RAII vs. exceptions

Assaf Lavie picture Assaf Lavie · Oct 1, 2008 · Viewed 7.8k times · Source

The more we use RAII in C++, the more we find ourselves with destructors that do non-trivial deallocation. Now, deallocation (finalization, however you want to call it) can fail, in which case exceptions are really the only way to let anybody upstairs know of our deallocation problem. But then again, throwing-destructors are a bad idea because of the possibility of exceptions being thrown during stack unwinding. std::uncaught_exception() lets you know when that happens, but not much more, so aside from letting you log a message before termination there's not much you can do, unless you're willing to leave your program in an undefined state, where some stuff is deallocated/finalized and some not.
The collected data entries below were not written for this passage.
PR #27766, opened 2023-06-27
Metadata: Persist Registry entries

### LINKED ISSUE #26878: Cache RegistryEntries for OSS and Cloud connector versions
# Problem
For any OLD connector version, how do we get the registry entry that was in the catalog but no longer is?

# Solution
Lets update our registry generator to cache connector entries

For example if you are looking for the last registry entry for destination-bigquery:1.2.19 on cloud you would go to

https://connectors.airbyte.com/files/metadata/airbyte/destination-bigquery/1.2.19/cloud.json

----

# OLD CONVERSATION BELOW

---

## The Current System
1. Metadata files only allow for registry specific overrides
2. The Connector Registries can only have one connector version at a time. (OSS can have `source-s3:1.2.3` and cloud can have `source-s3:2.0.0`
3. Platform can only have one default version of a Actor Definition at a time (This directly relates to the version in the registry)
4. The Platform now allows for individual Actors to reference other Actor Definition Versions other that the default. `source-s3:eds-prerelease-123`
5. We want to extend  Actor Definition Versions so that we can allow users remain on old versions for a set window of time.
6. Populating Actor Definition Versions, at this moment, are an awkward combination of current metadata, version specific spec cache, and whatever data was ingested on that version if it ever originally appeared in the Registry.

## Questions for the team
The 6th point is the awkward turtle and we need to answer the question(s):
1. If we move a connector on [oss|cloud] from v1 to v2 with a 6 month deprecation window, how do we ensure we freeze v1s metadata related settings in time
2. If we add a connector + version to [oss|cloud] that the platform has never seen, how do we populate its metadata related values?

## Related Conversations
Normalization Overrides: https://airbytehq-team.slack.com/archives/C03VDJ4FMJB/p1685552842556829
Rollbacks: https://airbytehq-team.slack.com/archives/C03VDJ4FMJB/p1685567791734259

bnchrch:
## What
Updates the metadata service so
1. Metadata files are transformed into registry entries first
2. Those entries are written to `<metadata_bucket>/metadata/connector_folder/oss.json` `<metadata_bucket>/metadata/connector_folder/cloud.json`
3. Deletes any registry entries in the case of a disabled connector
4. Updates our registry to listen for and be generated from these new files
5. Adds a partiition sensor and asset to allow for metadata failures to not block new connector updats

closes #26878

### DIFF
--- a/airbyte-ci/connectors/metadata_service/orchestrator/orchestrator/__init__.py
+++ b/airbyte-ci/connectors/metadata_service/orchestrator/orchestrator/__init__.py
@@ -17,7 +17,7 @@ from orchestrator.assets import (
     metadata,
 )
 
-from orchestrator.jobs.registry import generate_registry_reports, generate_registry, generate_registry_entry
+from orchestrator.jobs.registry import generate_registry_reports,  generate_oss_registry, generate_cloud_registry, generate_registry_entry
 from orchestrator.jobs.connector_test_report import generate_nightly_reports, generate_connector_test_summary_reports
 from orchestrator.sensors.registry import registry_updated_sensor
 from orchestrator.sensors.gcs import new_gcs_blobs_sensor, new_gcs_blobs_partition_sensor
@@ -72,6 +72,12 @@ RESOURCES = {
     "latest_metadata_file_blobs": gcs_directory_blobs.configured(
         {"gcs_bucket": {"env": "METADATA_BUCKET"}, "prefix": METADATA_FOLDER, "match_regex": f".*latest/{METADATA_FILE_NAME}$"}
     ),
+    "latest_cloud_registry_entries_file_blobs": gcs_directory_blobs.configured(
+        {"gcs_bucket": {"env": "METADATA_BUCKET"}, "prefix": METADATA_FOLDER, "match_regex": f".*latest/cloud.json$"}
+    ),
+    "latest_oss_registry_entries_file_blobs": gcs_directory_blobs.configured(
+        {"gcs_bucket": {"env": "METADATA_BUCKET"}, "prefix": METADATA_FOLDER, "match_regex": f".*latest/oss.json$"}
+    ),
     "latest_oss_registry_gcs_blob": gcs_file_blob.configured(
         {"gcs_bucket": {"env": "METADATA_BUCKET"}, "prefix": REGISTRIES_FOLDER, "gcs_filename": "oss_registry.json"}
     ),
@@ -96,9 +102,15 @@ RESOURCES = {
 SENSORS = [
     registry_updated_sensor(job=generate_registry_reports, resources_def=RESOURCES),
     new_gcs_blobs_sensor(
-        job=generate_registry,
+        job=generate_oss_registry,
         resources_def=RESOURCES,
-        gcs_blobs_resource_key="latest_metadata_file_blobs",
+        gcs_blobs_resource_key="latest_oss_registry_entries_file_blobs",
+        interval=30,
+    ),
+    new_gcs_blobs_sensor(
+        job=generate_cloud_registry,
+        resources_def=RESOURCES,
+        gcs_blobs_resource_key="latest_cloud_registry_entries_file_blobs",
         interval=30,
     ),
     new_gcs_blobs_sensor(
@@ -118,7 +130,7 @@ SENSORS = [
 
 SCHEDULES = [ScheduleDefinition(job=generate_connector_test_summary_reports, cron_schedule="@hourly")]
 
-JOBS = [generate_registry_reports, generate_registry]
+JOBS = [generate_registry_reports, generate_oss_registry, generate_cloud_registry]
 
 """
 START HERE
--- a/airbyte-ci/connectors/metadata_service/orchestrator/orchestrator/__init__.py
+++ b/airbyte-ci/connectors/metadata_service/orchestrator/orchestrator/__init__.py
@@ -17,7 +17,7 @@ from orchestrator.assets import (
     metadata,
 )
 
-from orchestrator.jobs.registry import generate_registry_reports, generate_registry
+from orchestrator.jobs.registry import generate_registry_reports, generate_registry, generate_registry_entry
 from orchestrator.jobs.connector_test_report import generate_nightly_reports, generate_connector_test_summary_reports
 from orchestrator.sensors.registry import registry_updated_sensor
 from orchestrator.sensors.gcs import new_gcs_blobs_sensor, new_gcs_blobs_partition_sensor
@@ -107,7 +107,7 @@ SENSORS = [
         interval=(1 * 60 * 60),
     ),
     new_gcs_blobs_partition_sensor(
-        job=generate_registry,
+        job=generate_registry_entry,
         resources_def=RESOURCES,
         partitions_def=registry_entry.metadata_partitions_def,
         gcs_blobs_resource_key="latest_metadata_file_blobs",
--- a/airbyte-ci/connectors/metadata_service/orchestrator/orchestrator/__init__.py
+++ b/airbyte-ci/connectors/metadata_service/orchestrator/orchestrator/__init__.py
@@ -69,6 +69,9 @@ RESOURCES = {
     "registry_directory_manager": gcs_file_manager.configured({"gcs_bucket": {"env": "METADATA_BUCKET"}, "prefix": REGISTRIES_FOLDER}),
     "registry_report_directory_manager": gcs_file_manager.configured({"gcs_bucket": {"env": "METADATA_BUCKET"}, "prefix": REPORT_FOLDER}),
     "root_metadata_directory_manager": gcs_file_manager.configured({"gcs_bucket": {"env": "METADATA_BUCKET"}, "prefix": ""}),
+    "all_metadata_file_blobs": gcs_directory_blobs.configured(
+        {"gcs_bucket": {"env": "METADATA_BUCKET"}, "prefix": METADATA_FOLDER, "match_regex": f".*/{METADATA_FILE_NAME}$"}
+    ),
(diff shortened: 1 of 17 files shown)


airbyte-ci/connectors/metadata_service/orchestrator/orchestrator/sensors/gcs.py
```diff
@@ -44,3 +53,66 @@ def new_gcs_blobs_sensor_definition(context: SensorEvaluationContext):
             return RunRequest(run_key=run_key)
 
     return new_gcs_blobs_sensor_definition
+
+def new_gcs_blobs_partition_sensor(
```
bnchrch, line 57: Added: A new sensor that can generate partition based jobs.

Partition jobs are how we say given an array of metadata file names, generate registry entry assets for each

airbyte-ci/connectors/metadata_service/orchestrator/orchestrator/assets/registry_entry.py
bnchrch, line 1: This is the new-ish concept in the code base

Registry Entry.

Previously this data model existed in registry.py 

However now we are writing it to oss.json and cloud.json files

airbyte-ci/connectors/metadata_service/orchestrator/orchestrator/__init__.py
```diff
@@ -93,9 +105,15 @@
 SENSORS = [
```
pedroslopez, line 105: Just to check my understanding of these updated sensors:
1. when any metadata file changes, run `generate_registry_entry` to generate the registry entry for it
2. when any "latest" cloud registry entries change, run `generate_cloud_registry` to generate the registry for cloud
3. when any "latest" cloud registry entries change, run `generate_cloud_registry` to generate the registry for OSS

That right? One thing I'm not sure I understand is where the partitions come in and how they work. Is this to run the registry generation for both cloud/oss registries when metadata changes?

airbyte-ci/connectors/metadata_service/orchestrator/orchestrator/assets/registry_entry.py
```diff
@@ -0,0 +1,380 @@
...
+        Output[ConnectorRegistryV0]: The registry.
+    """
+    raw_entry_dict = metadata_to_registry_entry(metadata_entry, registry_name)
+    registry_entry_with_spec = apply_spec_to_registry_entry(raw_entry_dict, cached_specs)
+
+    _, ConnectorModel = get_connector_type_from_registry_entry(registry_entry_with_spec)
+
+    registry_model = ConnectorModel.parse_obj(registry_entry_with_spec)
+
+    file_handle = persist_registry_entry_to_json(registry_model, registry_name, metadata_entry, metadata_directory_manager)
```
pedroslopez, line 240: Does this persist to the versioned folder, or to latest? Or both?
Not sure I undertand how/when we save to e.g. `/1.0.0/oss.json` vs `/latest/oss.json`

pedroslopez (commented):
nice! overall looks good to me, though I'm missing some overall understanding of the system. Asked a few clarifying questions but 👍🏼

airbyte-ci/connectors/metadata_service/orchestrator/tests/test_registry.py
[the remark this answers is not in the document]
pedroslopez: If everything is properly tested then maybe tests not changing here means these changes are good overall and dont break the previous functionality - so I guess that's a good thing! Still think there may be opportunity for some added tests on the new code though.

airbyte-ci/connectors/metadata_service/orchestrator/orchestrator/assets/registry_entry.py
pedroslopez: oh! maybe we're only writing to the versioned one actually, since "latest" would be in the full registry?

airbyte-ci/connectors/metadata_service/orchestrator/orchestrator/assets/registry_entry.py
```diff
@@ -0,0 +1,380 @@
...
+    }
+
+    metadata_delete = {
+        f"delete_{registry_name}": MetadataValue.url(registry_url) for registry_name, registry_url in deleted_registry_entries.items()
+    }
+
+    metadata = {
+        **metadata_persist,
+        **metadata_delete,
+    }
```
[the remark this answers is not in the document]
bnchrch: General metadata 😅 

Very confusing. Will update the naming to be more clear that its operationally Dagster related

airbyte-ci/connectors/metadata_service/orchestrator/tests/test_registry.py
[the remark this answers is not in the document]
bnchrch: Functionally the core logic that transforms a metadata definition to a registry entry is the exact same

But we can always add more test :)

airbyte-ci/connectors/metadata_service/orchestrator/orchestrator/__init__.py
bnchrch: Exactly right 

and as far as the partitions go

Partitions is the mechanism that lets us dynamically create an `asset` for a dynamic input.

In this case the dynamic input is a file (thats referenced by etag) so that we dont process a metadata file in to its registry entry files more than once as etag is unique to the file.

I will admit the way you define a partition, a partition job, a partion sensor and a partition asset(s) in dagger is not as straightforward as you would expect.

airbyte-ci/connectors/metadata_service/orchestrator/orchestrator/assets/registry_entry.py
bnchrch: It writes `oss.json` and/or `cloud.json` to the same folder that `metadata.yaml` was found.

Because we run the `registry_entry` asset against `all_metadata_files` then we write a registry entry to anywhere a metadata file exists.

This includes latest and any versions.

airbyte-ci/connectors/metadata_service/orchestrator/orchestrator/sensors/gcs.py
```diff
@@ -44,3 +53,53 @@ def new_gcs_blobs_sensor_definition(context: SensorEvaluationContext):
...
+            ]
+            context.log.info(f"New etags found: {new_etags_found}")
+
+            if not new_etags_found:
+                return SkipReason(f"No new {gcs_blobs_resource_key} in GCS bucket")
+
+            # if there are more than the MAX_RUN_REQUEST, we need to split them into multiple runs
+            if len(new_etags_found) > MAX_RUN_REQUEST:
+                new_etags_found = new_etags_found[:MAX_RUN_REQUEST]
+                context.log.info(f"Only processing first {MAX_RUN_REQUEST} new blobs: {new_etags_found}")
```
erohmensing, line 98: What happens with the others? Do they get picked up at the next sensor interval?

erohmensing (approved):
I'm also new to the orchestrator code, but with both of us taking a look, I feel pretty good a about giving this a 👍🏻. That being said, getting a peek from Augustin who reviewed all this code before might be helpful - I'll leave that up to you though

I am interested what the general development/test workflow of figuring this stuff out in dagster is - would be happy to pair sometime on it! I think that would make me feel more confident re: knowing stuff will work when it goes in (or how to debug it otherwise)

airbyte-ci/connectors/metadata_service/orchestrator/orchestrator/sensors/gcs.py
bnchrch: Exactly!

airbyte-ci/connectors/metadata_service/orchestrator/orchestrator/assets/registry_entry.py
```diff
@@ -0,0 +1,380 @@
...
+
+    persisted_registry_entries = {
+        registry_name: generate_and_persist_registry_entry(metadata_entry, cached_specs, root_metadata_directory_manager, registry_name)
+        for registry_name in enabled_registries
+    }
+
+    deleted_registry_entries = {
+        registry_name: delete_registry_entry(registry_name, metadata_entry, root_metadata_directory_manager)
+        for registry_name in disabled_registries
+    }
```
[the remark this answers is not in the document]
bnchrch: Exactly.

So the sensor for generating the registry does the following:
1. Every 30s get all gcs files that match `**/latest/[oss|cloud].json`
2. Compute a cursor value from the aggregate of all etag values
3. If that cursor has changed (files added, updated, or deleted), call the generate registry jobs

And the job for generating the registry starts by
1. Getting all gcs files that match `**/latest/[oss|cloud].json`

airbyte-ci/connectors/metadata_service/orchestrator/orchestrator/__init__.py
```diff
@@ -104,11 +122,18 @@
...
+        partitions_def=registry_entry.metadata_partitions_def,
+        gcs_blobs_resource_key="all_metadata_file_blobs",
+        interval=30,
+    ),
 ]
 
 SCHEDULES = [ScheduleDefinition(job=generate_connector_test_summary_reports, cron_schedule="@hourly")]
 
-JOBS = [generate_registry_reports, generate_registry]
+JOBS = [generate_registry_reports, generate_oss_registry, generate_cloud_registry]
```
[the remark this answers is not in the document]
bnchrch: Ella great catch! So I think adding these jobs to a sensor also adds them as a clickable job.

I never noticed that `generate_registry_entry` report wasnt explicitly here, or `generate_nightly_reports` for that matter.

Ill add them :)

bnchrch:
@pedroslopez Requested your re-review as I added a few more test cases to round this out :)

pedroslopez (approved):
:shipit:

One approach is to have no-throw destructors. But in many cases that just hides a real error. Our destructor might, for example, be closing some RAII-managed DB connections as a result of some exception being thrown, and those DB connections might fail to close. This doesn't necessarily mean we're ok with the program terminating at this point. On the other hand, logging and tracing these errors isn't really a solution for every case; otherwise we would have had no need for exceptions to begin with. With no-throw destructors we also find ourselves having to create "reset()" functions that are supposed to be called before destruction - but that just defeats the whole purpose of RAII.

Another approach is just to let the program terminate, as it's the most predictable thing you can do.

Some people suggest chaining exceptions, so that more than one error can be handled at a time. But I honestly never actually seen that done in C++ and I've no idea how to implement such a thing.

So it's either RAII or exceptions. Isn't it? I'm leaning toward no-throw destructors; mainly because it keeps things simple(r). But I really hope there's a better solution, because, as I said, the more we use RAII, the more we find ourselves using dtors that do non-trivial things.

Appendix

I'm adding links to interesting on-topic articles and discussions I've found:

Answer

Martin York picture Martin York · Oct 1, 2008

You SHOULD NOT throw an exception out of a destructor.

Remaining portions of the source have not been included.